William Renwick continued the family tradition of beautiful Gothic Revival architecture by designing the neighborhood home for Grace Church (Episcopal) on 13th and Broadway. This church was designed by James Renwick in 1846.
Much of the money for the ASPCA building came from the Schermerhorn and Bowdoin families. In addition to financing the construction of the building, Ms. Edith Bowdoin also donated a granite horse trough which is still in front of the building, although it was filled out a long time ago. It has to weigh a ton and it doesn’t go anywhere.

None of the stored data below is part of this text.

PR #132, opened 2014-08-11
Switching selectPlaylist's fallback chain to bandwidth over resolution

bparadie:
This PR is a proposal for changing the priority from selectPlaylist's fallback chain from to resolution over bandwidth to bandwidth over resolution.

This might be best explained by using a real life example. BigBucksBunny has two channels:
```
#EXT-X-STREAM-INF:PROGRAM-ID=1,BANDWIDTH=560000,RESOLUTION=560x320
chunklist_w1591926520_b560000.m3u8
#EXT-X-STREAM-INF:PROGRAM-ID=1,BANDWIDTH=280000,RESOLUTION=280x160
chunklist_w1591926520_b280000.m3u8
```

One serves high bandwidth at 560x320, the other one serves low bandwidth at 280x160. The current implementation of selectPlaylist decides that smaller resolutions, i.e. 600x300 is closer to 280x160 than to 560x320 and therefore picks the low bandwidth channel even though the network conditions allow for high bandwidth presentation.

As a result we'll get this result for 600x300 using the 280000 bandwidth channel:

original small

instead of this one, which is of higher quality using the 560000 bandwidth channel:

flashls small

I am arguing that bandwidth should always take precedence over resolution when selecting playlists.

### DIFF
--- a/src/videojs-hls.js
+++ b/src/videojs-hls.js
@@ -282,7 +282,7 @@ videojs.Hls.prototype.selectPlaylist = function () {
   }
 
   // fallback chain of variants
-  return resolutionBestVariant || bandwidthBestVariant || sortedPlaylists[0];
+  return  bandwidthBestVariant || resolutionBestVariant || sortedPlaylists[0];
 };
 
 /**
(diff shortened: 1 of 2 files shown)


dmlap:
This was fixed via #243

Renwick et al. Designed a humble looking but substantial building that was larger than the ASPCA’s new shelter in Manhattan. Brooklyn rules! It had a formal lobby and reception room.
Despite its size, the maps of Sanborn show that the building was expanded by 1922. It appears that the original building, with its central arched brick entrance, has been duplicated to the east. There was a door with the ASPCA seal between the twin buildings. The building was also extended upwards, with another floor crowned by a cornice made of brick arches.

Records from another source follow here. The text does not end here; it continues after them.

PR #149, opened 2014-09-12
mute video according to setting

orcaman:
the HLS player ignores the muted setting. this commit fixes it.


gkatsev:
html5 tech mutes the video but the controls don't update. Flash tech doesn't mute the video: http://jsbin.com/hiyemiwaci

dmlap:
This appears to be an issue with the Flash tech. Refiled in the main video.js repo.

PR #189, opened 2014-11-20
remove event handlers from player before switching src

hc2p:
When you switch sources you get into trouble with still bound event-handlers. After switching src, on every "timeupdate" the fillBuffer-function gets called, pointing to a gone playlist.

[See this example](http://jsbin.com/jixizi) to highlight the issue. (Skip close to the end of the first video to make it switch to the next)

### DIFF
--- a/src/videojs-hls.js
+++ b/src/videojs-hls.js
@@ -61,7 +61,7 @@ videojs.Hls.prototype.src = function(src) {
 
   // if there is already a source loaded, clean it up
   if (this.src_) {
-    this.resetSrc_();
+    this.reset_();
   }
 
   this.src_ = src;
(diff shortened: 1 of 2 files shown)


hc2p:
@dmlap yes. Following my instructions you end up with an `Uncaught TypeError: Cannot read property 'segments' of undefined` error

dmlap:
@hc2p ok, thanks. I'll re-try and see if I can trigger it.

dmlap:
@hc2p I dug into this and felt like we needed to change the lifecycle of the playlist loader to simplify the process a bit. I think the underlying issue in this PR is resolved via #223. Thank you very much for the PR! (and sorry it took so long for me to get around to reviewing it) If you try out v0.11.1 and see this issue still, please let us know.

hc2p:
@dmlap thanks a lot for looking into this. I'll give v0.11.1 a shot.

PR #190, opened 2014-11-27
fix Live stream will stop playing

dista:
If mediaSource.endOfStream() is called in http hls LIVE mode,
in https://github.com/videojs/video-js-swf/blob/8c03e650b9be9bccd9ecef9e7520def56cde1e5f/src/com/videojs/providers/HTTPVideoProvider.as

```
case "NetStream.Buffer.Empty":
                    // should not fire if ended/paused. issue #38
                    if(!_isPlaying){ return; }

                    // reaching the end of the buffer after endOfStream has been called means we've
                    // hit the end of the video
                    if (_ending) {
                        _ending = false;
                        _isPlaying = false;
                        _isPaused = true;
                        _hasEnded = true;
                        _model.broadcastEvent(new VideoPlaybackEvent(VideoPlaybackEvent.ON_STREAM_CLOSE, {info:e.info}));
                        _model.broadcastEventExternally(ExternalEventName.ON_PAUSE);
                        _model.broadcastEventExternally(ExternalEventName.ON_PLAYBACK_COMPLETE);

                        _startOffset = 0;
                        _pausedSeekValue = 0;
                        break;
                    }
```

It will issue ON_PAUSE and ON_PLAYBACK_COMPLETE event to this plugin, and eventually cause
player in bad state.

So for hls LIVE mode, endOfStream should not be called

### DIFF
--- a/src/videojs-hls.js
+++ b/src/videojs-hls.js
@@ -828,6 +828,7 @@ videojs.Hls.translateMediaIndex = function(mediaIndex, original, update) {
     return videojs.Hls.setMediaIndexForLive(update) + 1;
   }
 
+  // sync
   return translatedMediaIndex;
 };
 
--- a/src/videojs-hls.js
+++ b/src/videojs-hls.js
@@ -828,7 +828,6 @@ videojs.Hls.translateMediaIndex = function(mediaIndex, original, update) {
     return videojs.Hls.setMediaIndexForLive(update) + 1;
   }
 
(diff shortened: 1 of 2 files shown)


dmlap:
@gkatsev is going to manually merge this one to clean up the commit history a bit.

gkatsev:
Merged in via c54a20335133a2d8a1eef2cde80e04d77376c3df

Although there were still many horses in the city that often needed grooming, they were quickly replaced by trucks. Their first motorized ambulance was a truck with a horse trailer that could rescue injured and battered horses.
Most of the ASPCA’s attention now went to smaller pets such as cats and dogs, and the occasional exotic animals such as monkeys and snakes. Over time, the horse-drawn ambulance was replaced by a motor vehicle that could bring cats, dogs, and other small animals to the shelter. The roof of the new building was designed with a terrace that also served as a dog run. As a national and local organization, the ASPCA has been a leader in veterinary medicine.

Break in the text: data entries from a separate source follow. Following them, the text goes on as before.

PR #195, opened 2014-12-11
Use TARGETDURATION to identify live start point

bc-bbay:
Live start time is now calculated using 3x TARGETDURATION instead of a static 30 seconds.


dmlap:
@bc-bbay do you need help with the rebase?

gkatsev:
Merged in via 3a3037d02e0bb9e37d03f2a8451fcb8a6b138d7b

PR #198, opened 2015-01-06
Scale the initial bandwidth estimate

dmlap:
Multiply the bandwidth measurement from the master playlist by five to account for the higher ratio of latency to throughput for this request relative to segments. Using the bandwidth number directly was almost always resulting in very low initial bandwidth estimates and poorer quality startup than necessary. The scaling factor was obtained by testing a number of videos from a high throughput/low latency connection as an upper bound and the same connection throttled to "DSL" levels with Network Link Conditioner for the lower bound. Update the playlist switching simulator to apply initial bandwidth estimates and reduce the simulation duration a bit so that the early behavior is more visible.

### DIFF
--- a/src/videojs-hls.js
+++ b/src/videojs-hls.js
@@ -138,7 +138,14 @@ videojs.Hls.prototype.handleSourceOpen = function() {
     };
 
     oldMediaPlaylist = this.playlists.media();
-    this.setBandwidth(this.playlists);
+    // the bandwidth estimate for the first segment is based on round trip
+    // time for the master playlist. the master playlist is almost always
+    // tiny so the round trip time is dominated by latency and so the
+    // computed bandwidth is much lower than steady-state. to account for
+    // this, we scale the bandwidth estimate from the master playlist.
+    this.setBandwidth({
+      bandwidth: this.playlists.bandwidth * 5
+    });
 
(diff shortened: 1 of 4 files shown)


src/videojs-hls.js
```diff
@@ -138,7 +138,14 @@ videojs.Hls.prototype.handleSourceOpen = function() {
     };
 
     oldMediaPlaylist = this.playlists.media();
-    this.setBandwidth(this.playlists);
+    // the bandwidth estimate for the first segment is based on round trip
+    // time for the master playlist. the master playlist is almost always
+    // tiny so the round trip time is dominated by latency and so the
+    // computed bandwidth is much lower than steady-state. to account for
+    // this, we scale the bandwidth estimate from the master playlist.
+    this.setBandwidth({
```
gkatsev: does `setBandwidth` expect only an object with a bandwidth property?

dmlap: It expects roundTripTime, bandwidth, and bytesRecieved. BytesReceived are defaulted to zero if not supplied. roundTripTime isn't actually used anywhere and setBandwidth() is happy to set it to undefined.

gkatsev: So, basically it just cares about bandwidth. LGTM, then.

For the next 66 years, this was the headquarters and hideout of the ASPCA in Brooklyn. Pet adoptions took place here, and Brooklynites could also report animal abuse and hand in abandoned animals. They ran programs for children, including drawing and essay competitions on the care and respect of all animals, and sponsored lectures for adults. The office was also able to issue dog licenses and had a veterinary clinic.
In 1979 the ASPCA moved out of this facility. The organization is now in Manhattan and has mobile spay and neuter clinics. The Brooklyn facility on Linden Boulevard in east New York is now part of the New York Department of Animal Care and Control.
The building on Butler Street is one of many Gowanus houses in the middle of transition. In 2017 it was planned to convert the building into a retail and restaurant location. According to the Department of Building records, the dog kennel on the first floor will become a café, while elsewhere in the building there will be a taproom and commercial space. The existing tenant, RetroFret Vintage Guitars, will continue to have sales and repair areas for instruments on the first floor and in the offices above, as plans show.